The developer community recently witnessed a high-stakes stress test of AI autonomy when a new challenge site, hackmyclaw.com, went live. The premise was a digital siege: an AI assistant named Fiu was deployed with a single, critical vulnerability—it had access to a system file called `secrets.env`. The goal for any visitor was simple yet daunting. They had to trick Fiu into leaking the contents of that file via email. When the project hit the front page of Hacker News, it transformed from a controlled experiment into a global red-teaming event, attracting over 2,000 participants who spent days attempting to dismantle the AI's defenses.
The Anatomy of 6,000 Failed Injections
The scale of the assault was immense, with more than 6,000 individual email attacks targeting Fiu. These were not mere repetitions of the same prompt but a sophisticated evolution of adversarial tactics. Early attempts were blunt, consisting of direct requests for the password or the contents of the environment file. However, as the community collaborated, the attacks shifted toward complex social engineering. Attackers began using proton.me addresses to impersonate the OpenClaw administrator, attempting to leverage perceived authority to override the AI's safety protocols.
Language barriers were also weaponized. Participants attempted to bypass Fiu's filters by mixing English with French, Spanish, and Italian, betting that the model's guardrails might be weaker in non-English contexts. Some attackers crafted elaborate fake incident response scenarios, pretending there was a system emergency that required the immediate disclosure of the `secrets.env` file to prevent a total crash. Others took a psychological approach, attempting to build rapport and intimacy with the AI to lower its defenses, even sending screenshots of congratulatory messages to manipulate the model's perceived emotional state.
Despite this onslaught, the result was a statistical anomaly in the world of LLM security: a 0% success rate. Not a single instance of the secret file was leaked. The defense was not without its operational costs, however. The sheer volume of inbound traffic triggered Google's abuse detection systems, leading to a total suspension of Fiu's Gmail account that took three days to resolve. Furthermore, the computational cost of processing thousands of adversarial emails resulted in an API bill of approximately $500. This financial and operational friction highlighted the hidden costs of maintaining a public-facing AI agent under active attack.
Intelligence as the Primary Security Layer
The most striking revelation of the experiment was that Fiu's resilience did not stem from a complex web of external security software or hard-coded blacklists. Instead, the defense was an emergent property of the model's inherent intelligence. Fiu was powered by Anthropic Opus, the most capable model in the Opus family, and its security instructions consisted of only a few lines of simple directives. By analyzing the model's thinking traces, developers discovered that Fiu was not just blindly following rules but was actively referencing its initial instructions during every step of its reasoning process, even when faced with highly persuasive lures.

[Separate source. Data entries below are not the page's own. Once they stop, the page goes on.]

Issue #555, opened 2013-11-28
Brill tagger


stevenbird:
@muneson has contributed a new implementation of the Brill tagger in https://github.com/nltk/nltk/pull/549. I've merged it into a new feature branch `brill` and invite people to test it out and post comments here.

muneson:
_Suggestion: skip nltk2 compatibility_

At present, in order not to break any tests, you can say

```
from nltk.tag.brill import (
    BrillTagger,
    ProximateTagsRule,
    ProximateWordsRule,
    ProximateTokensRule,
    ProximateTokensTemplate,
    SymmetricProximateTokensTemplate
)
```

and get the exact nltk2 API. This unnecessarily pollutes the 
nltk.tag.brill namespace, however, so a moderate but
efficient improvement is to require the user to say

```
from nltk.tag.brill.nltk2 import (
    BrillTagger,
    ProximateTagsRule,
    ProximateWordsRule,
    ProximateTokensRule,
    ProximateTokensTemplate,
    SymmetricProximateTokensTemplate
)
```

Still, since there really is nothing which can be done with the older API only,
I would prefer to drop the nltk2 concerns entirely,
so that one need not worry about keeping legacy signatures synchronized
(say, with dummy arguments) when the signatures of their newer
counterparts are changed (e.g., by adding new keyword arguments).
If not when changing major version number, then when?

muneson:
_Warning: possibly too automated yaml serialization (but yaml is to disappear anyway)_

The earlier nltk2 version required user-defined (application) subclasses (of Rule, with that API) to specify 
a yaml tag. By contrast, with the suggested API, user-defined subclasses (of Feature) automatically constructs a 
yaml tag from the class name, if not specifically given by the user. 

There may be a reason for the original design which I have missed. Anyway, it seems yaml is scheduled for removal (https://github.com/nltk/nltk/issues/540) in favour of pickle and optional json, so I haven't put much effort into it.

muneson:
_A note on the place of 'brill tagging' in the namespace hierarchy_

In my view, both of the terms "brill" and "tagging" get increasingly inaccurate when extensions to the basic transformation-based learning (TBL) paradigm are considered. Brill invented the basic paradigm and certainly deserves all credit for that. However, TBL has been much developed since. In an upcoming survey on TBL, I review two dozen papers on later extensions to basic TBL, and only one of them is written by Brill.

This cognitive awareness reached a peak around the 500th email. The model's internal logs revealed that Fiu had independently concluded that the volume and nature of the incoming requests were not organic malicious activity but rather a coordinated security exercise. This ability to analyze patterns in input data and adjust its internal strategy in real-time demonstrates a shift from passive text generation to active contextual awareness. The model essentially recognized it was being tested and tightened its own adherence to the rules accordingly.
However, the experiment also exposed a critical technical vulnerability in how AI agents process data. Initially, the developers used batch processing to handle multiple emails simultaneously. They found that if a single prompt injection attempt appeared at the beginning of a batch, the AI became hyper-suspicious of all subsequent emails in that same context, regardless of whether they were benign. This context contamination led to a degradation in utility, forcing the developers to pivot to a strategy where each email was processed in a completely fresh context. This shift ensured that the AI's judgment remained objective and was not skewed by the residue of previous attacks.
This distinction between one-shot and multi-turn interactions provides a vital lesson for AI deployment. The hackmyclaw.com experiment focused on one-shot attacks, where the attacker had a single email to achieve their goal. The developers noted that if Fiu had been granted unlimited credits to engage in multi-turn conversations, the risk profile would have changed entirely. A series of twenty back-and-forth exchanges is far more likely to erode an AI's boundaries than twenty individual one-shot attempts. This underscores the danger of granting AI agents excessive autonomy and broad permissions without strict interaction limits.
For organizations integrating AI agents into their production pipelines, the takeaway is clear: model intelligence is a security feature. While smaller models may be more cost-effective, they often lack the reasoning depth required to maintain complex constraints under pressure, making them far more susceptible to prompt injection. The most effective defense strategy is a combination of high-reasoning models and the principle of least privilege, ensuring that even if a model is compromised, the scope of its access is strictly limited.